• Problem
Output the entries below exactly, from the first line to the line holding "back then I", both included.

▬▬▬

PR #709, opened 2015-12-02
standardize eclipse settings

darkv:
This pull request sets standardized settings for all Wonder Eclipse projects:

• uses the standard formatter 'Eclipse'
• use Unix line endings
• use UTF-8 for file encodings
• enable Java editor save actions

This is a preparation to set a standardized code formatting for Wonder which currently is quite chaotic. Before merging this pull request most other pull requests should be merged first. After that a complete reformat of the Wonder code base can be done in another pull request.


paulhoadley:
Hey @darkv! Have you got any interest in re-doing this? I like the sentiment, but now that it has merge conflicts it will need someone to adopt it.

darkv:
Hi Paul,
back then I felt having a common code formatting would greatly improve the project. Alas, nowadays we know that there won‘t be that big development effort coming to Wonder and thus I am not sure if it make sense anymore. Reformatting all code would make it more cumbersome for all that people still maintaining their own fork as they would have to reformat their code too to match and also existing PRs would need some update. That could bring that small number of PRs still tickling in to a stop.
So I would tend to close this story and move on.

paulhoadley:
I agree Johann. It was a good idea at the time.

PR #710, opened 2015-12-06
Update flying saucer to 9.0.7 to support .pdf files with vector graphics

rparada:
I am not sure why the pull request shows 5 commits. Really, the only ones that are needed are:

35631cf - Updated flying saucer libraries to 9.0.7 to support .pdf files with vector graphics
e9b21d4 - Removed jar file replaced by 3 updated jar files: flying-saucer-*.jar

The other two commits may have to do with the fact that my fork of wonder was very old and I tried to get it in sync with the current version.

The flying saucer library was updated to version 9.0.7.  It comes in three files:
flying-saucer-core-9.0.7.jar
flying-saucer-pdf-9.0.7.jar
flying-saucer-swt-9.0.7.jar

These three jars replace the core-renderer-20101006.jar file.  The updated jar files will allow the use of the img html tag to reference .pdf files that contain vector graphics.  

I checked the checked the classes in the flying saucer jar files and compared to the core-renderer-20101006.jar that they replace.  I found out that the new jars are practically a super set with only a few classes missing which may have to do with simple organization of the code.

I also checked the new flying saucer jar files with the script checkJavaVersion.sh (obtained from https://github.com/beardedN5rd/java-helper/blob/master/scripts/checkJavaVersion.sh) and I found out that they require java 1.4 which means it should be safe to merge this into the wonder6 branch as well.


rparada:
I am not sure why the pull request shows 5 commits.  Really, the only ones that are needed are:

35631cf  Updated flying saucer libraries to 9.0.7 to support .pdf files with vector graphics
e9b21d4  Removed jara file replaced by 3 updated jar files: flying-saucer-*.jar

The other two commits may have to do with the fact that my fork of wonder was very old and I tried to get it in sync with the current version before adding the 9.0.7 flying saucer jar files, updating the .classpath and removing the jar file that they replaced.

darkv:
Cherry picked the two commits into Wonder 6 and 7.

PR #713, opened 2015-12-12
When ERXWOComponentContent has a single children WODynamicElement, th…

spelletier:
Based on wonder_6 branch.

This fix situation like this:
<wo:PageContainer><wo:AjaxUpdateContainer id="xxx">
  ....content ....
</wo:AjaxUpdateContainer></wo:PageContainer>

Where the actual code skip the AjaxUpdateContainer completely.

### DIFF
--- a/Frameworks/Core/ERExtensions/Sources/er/extensions/components/ERXWOComponentContent.java
+++ b/Frameworks/Core/ERExtensions/Sources/er/extensions/components/ERXWOComponentContent.java
@@ -154,7 +154,7 @@ public class ERXWOComponentContent extends WODynamicElement {
     	WOElement content =  component._childTemplate();
     	WOElement result = null;
     	String templateName = (_templateName == null) ? null : (String) _templateName.valueInComponent(component);
-    	if (content instanceof WODynamicGroup) {
+    	if (content.getClass() == WODynamicGroup.class) {
 			WODynamicGroup group = (WODynamicGroup) content;
 			if (templateName == null) {
 				// MS: If you don't set a template name, then let's construct all the children of 
@@ -190,7 +190,7 @@ public class ERXWOComponentContent extends WODynamicElement {
     		if(name.equals(templateName)) {
     			result = template;
     		}
-		} else if (content instanceof WOHTMLBareString && templateName == null) {
+		} else if (templateName == null) {
 			result=content;
 		}
     	return result;


darkv:
Hi Samuel,

I cannot reproduce the problem you want to fix with this pull request neither on wonder_6 nor master branch. Can you elaborate more on that topic?

spelletier:
You need to use <wo:ERXWOComponentContent /> in the PageContainer as the content placeholder to experience the problem. If there is a space, a return or anything else before the opening or after the closing tag of the content the problem does not occur.

For example, if your component is like this:
<wo:PageContainer>
   <wo:AjaxUpdateContainer id="xxx">
      ....content ....
   </wo:AjaxUpdateContainer>
</wo:PageContainer>

or this:
<wo:PageContainer><wo:AjaxUpdateContainer id="xxx">
....content ....
</wo:AjaxUpdateContainer>
</wo:PageContainer>

or this:
<wo:PageContainer> <wo:AjaxUpdateContainer id="xxx">
....content ....
</wo:AjaxUpdateContainer></wo:PageContainer>

You won't experience the problem.

In this example, a div with the specified id is supposed to be present to create the updatable zone but it is not present without my fix.

I think there is something similar in the AjaxModalDialog, I saw a warning about adding a space before or after a form when it is the first element inside the dialog last week.

chillatgvc:
Yes I remember hitting this, from AMD:
// WOForm expects that it is inside a WODynamicGroup and relies on WODynamicGroup having setup the WOContext to correctly 
// generate the URL.  It should not (IMO), but it does.  If you have anything before the WebObject tag for the form 
// (a space, a carriage return, text, HTML tags, anything at all), then the WO parser creates a WODynamicGroup to hold that.  
// If  the WebObject tag for the form is the very first thing in the template, then the WODynamicGroup is not created and 
// invalid URLs are generated rendering the submit controls non-functional.  Throw an exception so the developer knows what is 
// wrong and can correct it.
if (_actionResults != null && (_actionResults.template() instanceof WOForm ||
  		                       _actionResults.template() instanceof ERXWOForm)) {
	throw new RuntimeException(_actionResults.name() + " is used as contents of AjaxModalDialog, but starts with WOForm tag.  " +
			"Action elements inside the dialog will not function.  Add a space at the start or end of " + _actionResults.name() + ".html");
}

spelletier:
This is a totally different problem.

darkv:
Suggested fix worked on a test project. Thanks!

PR #721, opened 2016-01-06
Fix handling of owned relationships in ERModern

fbarthez:
This fixes an issue with deletion of an owned relationships, which would cause an NPE in EOEditingContext.
Also, the "query related" and "remove related" buttons will never be shown for owned relationships.


Frameworks/D2W/ERModernDirectToWeb/Sources/er/modern/directtoweb/components/buttons/ERMDRemoveRelatedButton.java
```diff
@@ -191,12 +194,14 @@ public Boolean showRemoveButton() {
...
     			EORelationship relationship = masterEntity.relationshipNamed(dds.detailKey());
     			EORelationship reverseRelationship = relationship.inverseRelationship();
-    			if(isRemoveable) {
-    				if(reverseRelationship == null) {
-    					_showRemoveButton = Boolean.TRUE;
-    				} else {
-    					_showRemoveButton = !reverseRelationship.isMandatory();
-    				}
+    			if(isRemoveable && !relationship.ownsDestination()) {
+                    if (!relationship.ownsDestination()) {
```
darkv: What purpose has this check? This will always evaluate to true as in the line before it is already part of the if-condition.

fbarthez: None at all. Thanks!

PR #727, opened 2016-02-03
Fix framework embedding for Maven builds

markusstoll:
This is a proposal to solve this problem:

I was unaware that using Maven for building your application, the WebServerResources bundle has a different layout (embedded framework stuff is in Contents/Frameworks rather than in Frameworks folder).

So I added an automatic detection for the build style and switches to override.

If there is a better way to solve this, let me know, I would gladly rework this


markusstoll:
There was a misunderstanding, the deployment schemes did not differ due to maven / ant but rather due to different ant scripts, obviously there are 2 different templates in the wild

In https://wiki.wocommunity.org/display/WOL/Alternative+Ant+Build+Script+for+Fully+Embedded+and+Split+Install+Bundles?src=search

frameworksBaseURL=/WebObjects/${build.app.name}.woa/Frameworks

is referred, however some people seem to use an ant script that would require 

frameworksBaseURL=/WebObjects/${build.app.name}.woa/Contents/Frameworks

have to find another solution

PR #254, opened 2020-12-23
Fix ArbGid capitalization

swalker2m:
A minuscule change, but it something that I've wasted time on twice now.  `ArbGid` containing `ArbGid` makes it so that 

```
import lucuma.core.util.arb.ArbGid
```

followed by

```
import ArbGid._
```

prevents the `implicit def ArbGid` definition from being seen by the implicit lookup.


toddburnside (approved):
LGTM

PR #263, opened 2021-01-15
SetterOps

swalker2m:
Brings the `:=` `State` syntax to Monocle's `Setter`.  (Also moves the existing optics test cases to the corresponding package `lucuma.core.optics` instead of `lucuma.core.math.optics`.)


cquiroz (approved):
LGTM and thanks. I can use this in a few places

PR #272, opened 2021-02-08
Add Enums for ConstraintSet.

toddburnside:
[ch-695]


swalker2m (commented):
I see now what you mean by putting this in "the model".  I was only thinking you were referring only to the throwaway model in the tmp API server.  I think this is great, but there was considerable debate about putting even the `Target` model in `core` at one point. I assume the case for/against constraints going here is similar though.  Particularly at the very least all the enums and basic types seem like they belong to me.  What do other people think?

toddburnside:
> but there was considerable debate about putting even the `Target` model in `core` at one point

Hmmm. Now that you mention it, I seem to remember that debate. It being due to the fact that the UI may not request all the fields for an entity, and will need to create it's own types, anyway. 

I could move the ConstraintSet to lucuma-tmp-api if people think that is the best approach. Not sure about ElevationRange, AirmassRange and HourAngleRange.

toddburnside:
> Not sure about ElevationRange, AirmassRange and HourAngleRange.

Actually, `AirmassRange` and `HourAngleRange` have `setMin` and `setMax` methods that are mostly appropriate for the UI. In the API, optics could be used instead. In fact, in the API, maybe the `apply` methods should return an None if min > max instead of swapping the order. This might be an argument for moving the "Ranges" to lucuma-tmp-api and creating what is needed in the UI when it comes time. If so, should we keep the refined units in lucuma-core to keep them consistent?

modules/core/shared/src/main/scala/lucuma/core/enum/ImageQuality.scala
```diff
@@ -0,0 +1,38 @@
+// Copyright (c) 2016-2020 Association of Universities for Research in Astronomy, Inc. (AURA)
+// For license information see LICENSE or https://opensource.org/licenses/BSD-3-Clause
+
+package lucuma.core.enum
+
+import lucuma.core.util.{ Display, Enumerated }
+
+sealed abstract class ImageQuality(val toDeciArcSeconds: Int) extends Product with Serializable {
+  def toArcSeconds: Double = toDeciArcSeconds / 10.0
```
swalker2m, line 9: If we need it at some point we could add a `toAngle: Angle` option.

swalker2m (approved):
This is all looks great to me.  I raised the question about the model and called the initial more complete version into question, but it is a bit sad to see the rest go.  I think it is the consensus to make the `core` pretty light but I can't help but think this will inevitably lead to duplication.  At any rate, :+1: for this as it stands.

toddburnside:
> This is all looks great to me. I raised the question about the model and called the initial more complete version into question, but it is a bit sad to see the rest go. I think it is the consensus to make the `core` pretty light but I can't help but think this will inevitably lead to duplication. At any rate, 👍 for this as it stands.

The rest of it is teed up to go into the api once I release this. The one piece of duplication I'd like to avoid is the refined types for AirmassRange and HourAngleRange. As far as I can see, we don't really have a good place to put those. One option would be to put them in the ConstraintSet object that defines the ConstraintSet.Id. I'll probably revisit that before I move on to the UI side of things.

PR #285, opened 2021-02-19
Update to Monocle 3

cquiroz:
An experimental release of Monocle 3 was released today and I thought to take it for a drive.

We don't often shun experimental release so maybe we can start using it. It needs the whole infrastructure to be ported tough

The state module is deprecated so I internalized the code


modules/core/shared/src/main/scala/lucuma/core/math/Angle.scala
```diff
@@ -12,125 +12,125 @@ import lucuma.core.optics._
...
+  * integral microarcseconds correspond with clock microseconds (i.e., where they are evenly
+  * divisible by 15 microarcseconds) is represented by the HourAgle subtype.
+  *
  * Lawful conversion to and from other types/scales is provided by optics defined on the companion
- * object. Floating-point conversions are provided directly
- * @param toMicroarcseconds This angle in microarcseconds. Exact.
- */
+  * object. Floating-point conversions are provided directly
+  * @param toMicroarcseconds This angle in microarcseconds. Exact.
+  */
```
swalker2m, line 23: Is this a scalafmt thing?

modules/core/shared/src/main/scala/lucuma/core/model/EphemerisCoordinates.scala
```diff
@@ -17,17 +17,17 @@ import monocle.macros.GenLens
...
   /** Interpolates the position and rate of change at a point between this
     * coordinate and the given coordinate.
     */
   def interpolate(that: EphemerisCoordinates, f: Double): EphemerisCoordinates = {
     def interpolateAngle(a: Angle, b: Angle): Angle =
       Angle.fromMicroarcseconds(
-        (Angle.signedMicroarcseconds.get(a).toDouble * (1 - f) + Angle.signedMicroarcseconds.get(b) * f).round
+        (Angle.signedMicroarcseconds.get(a).toDouble * (1 - f) + Angle.signedMicroarcseconds.get(
+          b
+        ) * f).round
```
swalker2m, line 30: scalafmt?

swalker2m (approved):
This looks fine to me.  The change to `andThen` seems like an improvement.  I never liked the Monocle compose symbols.

Let's see if @tpolecat, @rpiaggio, and/or @toddburnside have any input, especially since it isn't officially released yet.

Do you know why the state stuff was deprecated?  I've found it useful.

modules/core/shared/src/main/scala/lucuma/core/math/Angle.scala
cquiroz: Yes it is

cquiroz:
`State` was deprecated mostly to reduce the amount of things to maintain. Julien mentioned he has never heard anybody using it until I mentioned we use it

cquiroz:
I'll try to get a similar PR for `scalajs-react` as it would be a showstopper if we want to take this into use

modules/core/shared/src/main/scala/lucuma/core/math/Angle.scala
rpiaggio: I think this should revert if you use the `scalafmt` we have commited in Explore and other projects.

rpiaggio (approved):
LGTM. In general I like the new syntax. I'll miss the `@Lenses` macro though.

cquiroz:
I miss it to, there maybe an alternative upcoming that will generate lenses for all case class fields, but there is no ETA

Also note that `GenIso`, `GenPrism` are still present but on dotty `Focus` can do those too

modules/core/shared/src/main/scala/lucuma/core/math/Angle.scala
cquiroz: The conf we have in `lucuma-core` is identical to `explore`

toddburnside (approved):
Seems good to me. How much of this was automated by the scalafix? Could it handle replacing the @Lens annotation?

modules/core/shared/src/main/scala/lucuma/core/math/Angle.scala
rpiaggio: Ok. We don't have `scalafmt.conf` committed here in `lucuma-core` (it's actually in `.gitignore`) so each of us has their own version. So, just checking since yours might have been different.

cquiroz:
The scalafix isn't ready so not included in this PR

cquiroz:
https://github.com/japgolly/scalajs-react/pull/862

tpolecat:
@cquiroz would it be possible to make a new branch and cherry-pick the non-formatting/header changes into it? It would be nice for this PR to be focused specifically on the Monocle changes, since it seems likely we'll want to look back and see what changed if we run into trouble.

cquiroz:
Right I could do that and squash it as we have code for 2 monocle versions

cquiroz:
See #290

PR #291, opened 2021-03-05
Allow pattern-match parsing for Ids.

rpiaggio:
When interfacing with JS libraries, in particular the drag'n'drop library we use, ids are passed back and forth as strings and there are situations where we have to figure out the type of objects based on their stringified `Id`.

The `unapply` method comes very handy for this, allowing us to do things like:

``` scala
string match {
  case Target.Id(targetId) => ... /* targetId is a Target.Id here */
  case Asterism.Id(asterismId) => ... /* asterismId is an Asterism.Id here */
  ...
}
```


toddburnside (approved):
Nice

PR #302, opened 2021-03-29
remove cats-effect

tpolecat:
This removes core's dependency on Cats-Effect, which frees up downstream projects to upgrade to CE3 at their leisure (rather than forcing the upgrade). It was only used for a few convenience methods that needed to look at the clock, and these are easy enough to do inline when needed.


swalker2m (approved):
Makes sense to me.  :+1:

cquiroz (approved):
This is great, somehow I always thought `core` shouldn't depend on CE as it was mostly about models and math

PR #323, opened 2021-04-30
WithId syntax. Enum shortNames " for arcsec.

rpiaggio:
* Generally use `"` for arcsecs in enum's `shortName`.
* `WithId` is now a class which takes the `idTag` as parameter, for easier definition.
* Add `Atom.Id` and `Step.Id`.
* Avoid warnings in `build.sbt`.


cquiroz (approved):
Looks Good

▬▬▬

• Finished task
PR #709, opened 2015-12-02
standardize eclipse settings

darkv:
This pull request sets standardized settings for all Wonder Eclipse projects:

• uses the standard formatter 'Eclipse'
• use Unix line endings
• use UTF-8 for file encodings
• enable Java editor save actions

This is a preparation to set a standardized code formatting for Wonder which currently is quite chaotic. Before merging this pull request most other pull requests should be merged first. After that a complete reformat of the Wonder code base can be done in another pull request.


paulhoadley:
Hey @darkv! Have you got any interest in re-doing this? I like the sentiment, but now that it has merge conflicts it will need someone to adopt it.

darkv:
Hi Paul,
back then I felt having a common code formatting would greatly improve the project. Alas, nowadays we know that there won‘t be that big development effort coming to Wonder and thus I am not sure if it make sense anymore. Reformatting all code would make it more cumbersome for all that people still maintaining their own fork as they would have to reformat their code too to match and also existing PRs would need some update. That could bring that small number of PRs still tickling in to a stop.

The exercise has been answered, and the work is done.